■ **Task directions**:
In the records that come next, find every line with "behind". Return those lines.

Stored data entries:
━━━━━━━━━━━━━━━━━━━━━━━━━━━━━━

PR #1028, opened 2026-07-07
feat(rust): supervisor daemon increments 5 and 6 (backups, confidential)

odesenfans:
The final two increments of the Rust supervisor port (design doc section 7, rows 5 and 6). With this, every RPC the Python daemon serves has a 1:1 Rust port behind the ALEPH_VM_SUPERVISOR_IMPL flag.

## Increment 5: backups and restore

StartBackup, GetBackupStatus, ListBackups, DownloadBackup, DeleteBackup, RestoreBackup, RestoreFromImage. New backup.rs (qemu-img orchestration behind a DiskTools seam, the tar + sha256 sidecar + meta.json archive, the in-memory job registry mirroring Python's _backup_jobs/_backup_tasks/_backup_locks, background run) and qmp.rs QGA client for the best-effort fs-freeze. Restore streams a fixed archive member to a caller-fixed destination (no unpack, no path-traversal sink). Un-skips tests/integration/test_backup_restore.py on the rust leg.

## Increment 6: confidential VM surface

Scope per the design doc (row 6, "parity with current Python behavior"): reproduce Python's mixed real/QMP confidential path 1:1, not leave it UNIMPLEMENTED. InitializeConfidential writes the session files and starts the unit (no hardware); GetMeasurement/InjectSecret are QMP passthrough (query-sev, query-sev-launch-measure, sev-inject-launch-secret, cont) with the SEV data path hardware-gated (Tier 2); confidential CreateVm builds the QemuConfidentialVMConfiguration and reports awaiting_confidential_init without starting the unit, mirroring Python. The ENABLE_CONFIDENTIAL_COMPUTING settings check is ported.

## Review

Three-lens adversarial review (parity, robustness, CI/tests). Confirmed the tar-extraction path is not a traversal sink. Fixed: two backup concurrency races Python's event loop prevents (DeleteVm-vs-backup disk lock, StartBackup TOCTOU), the SEV-policy parser now matches CPython int(x,0) exactly (pinned table), QMP write timeouts and a line cap, a DownloadBackup concurrency cap, and deterministic backup-job ordering. Test depth closed: the QMP fake now asserts the exact command bytes (with inject_secret/continue_execution coverage), the restore/corrupt-archive path gains hermetic tests, and a real Python-built backup archive is committed as a drift oracle. Ledger now 53 entries.

## Gates

cargo fmt/clippy clean, 241 cargo tests (`--locked`), conformance 25/25, ruff format/isort/mypy clean on touched Python, fixtures byte-stable. The rust integration leg runs the backup cycle on real KVM.

## Remaining UNIMPLEMENTED

Only persistent Firecracker programs (the agent recreates ephemeral ones on demand) and real SEV-SNP attestation (Phase 3, aleph-cvm). Everything the current Python daemon does is ported.


foxpatch-aleph (approved):
Well-structured, thoroughly tested implementation of the backup/restore and confidential VM surfaces. Security is solid: member-streamed tar extraction prevents path traversal, backup IDs are validated against directory escape, subprocess calls avoid shell injection, and QMP/QGA sockets have bounded timeouts and line caps. Concurrency races (StartBackup TOCTOU, DeleteVm-vs-backup) are properly guarded with an admission lock and per-VM disk locks. The SEV policy parser faithfully reproduces CPython's int(x, 0) grammar. Only minor nits: one dead public function and one unused variable.

**`rust/crates/supervisor-daemon/src/confidential.rs`** (line 120): `session_dir` is dead code — never called anywhere in the codebase. It duplicates the inline session directory construction in `initialize_confidential` (line 40-44) and `confidential_config_slice` in lifecycle.rs (line 1648-1652). Remove it, or use it to DRY up those three call sites.

**`rust/crates/supervisor-daemon/src/confidential.rs`** (line 72): `let _mode = confidential_mode(&entry);` computes the confidential mode but discards it (tee_backend is always hardcoded to SEV). If the value is truly unneeded, remove the binding; if it is meant for future use, add a `#[allow(unused)]` with a forward-reference comment.

foxpatch-aleph (approved):
A thorough and well-executed port of the backup/restore and confidential VM surfaces from Python to Rust. The backup registry's admission lock correctly prevents the StartBackup TOCTOU race, the tar extraction is safe against path traversal (member-streamed, never extracted by path), the restore rollback logic is correct, and the confidential CreateVm path properly avoids starting the unit. The parse_int_base0 implementation faithfully reproduces CPython's int(x, 0) grammar with a pinned test table. Lock ordering is consistent across all paths (vm_lock → backup disk lock → net_lock). QMP/QGA clients have appropriate read/write timeouts and line caps. The only issues are minor dead code: confidential::session_dir is pub but never called, and confidential::confidential_mode is computed but its result is unused (stored in _mode).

━━━━━━━━━━━━━━━━━━━━━━━━━━━━━━

■ **Output for this exercise**:
The final two increments of the Rust supervisor port (design doc section 7, rows 5 and 6). With this, every RPC the Python daemon serves has a 1:1 Rust port behind the ALEPH_VM_SUPERVISOR_IMPL flag.
StartBackup, GetBackupStatus, ListBackups, DownloadBackup, DeleteBackup, RestoreBackup, RestoreFromImage. New backup.rs (qemu-img orchestration behind a DiskTools seam, the tar + sha256 sidecar + meta.json archive, the in-memory job registry mirroring Python's _backup_jobs/_backup_tasks/_backup_locks, background run) and qmp.rs QGA client for the best-effort fs-freeze. Restore streams a fixed archive member to a caller-fixed destination (no unpack, no path-traversal sink). Un-skips tests/integration/test_backup_restore.py on the rust leg.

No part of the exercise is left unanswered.